* TASK TO CARRY OUT *
Provide only the number of lines in the listing that contain the word "multifusion".

* DATASET ENTRIES *
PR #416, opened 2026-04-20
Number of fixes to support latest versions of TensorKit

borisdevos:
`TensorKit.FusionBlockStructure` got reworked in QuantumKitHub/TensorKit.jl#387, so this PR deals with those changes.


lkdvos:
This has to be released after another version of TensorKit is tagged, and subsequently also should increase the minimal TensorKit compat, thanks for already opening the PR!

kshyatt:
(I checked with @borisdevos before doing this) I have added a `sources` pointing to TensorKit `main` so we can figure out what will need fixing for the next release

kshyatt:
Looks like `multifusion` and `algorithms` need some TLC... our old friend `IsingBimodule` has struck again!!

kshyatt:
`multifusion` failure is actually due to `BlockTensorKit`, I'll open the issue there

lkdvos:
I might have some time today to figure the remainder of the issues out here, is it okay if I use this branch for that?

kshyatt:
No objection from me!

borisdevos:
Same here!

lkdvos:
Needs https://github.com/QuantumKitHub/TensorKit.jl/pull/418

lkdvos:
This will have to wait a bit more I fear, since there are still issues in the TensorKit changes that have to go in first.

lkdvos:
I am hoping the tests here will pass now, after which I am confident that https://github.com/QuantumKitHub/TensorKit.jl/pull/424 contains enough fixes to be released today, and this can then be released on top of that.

* ANSWER BOX *
2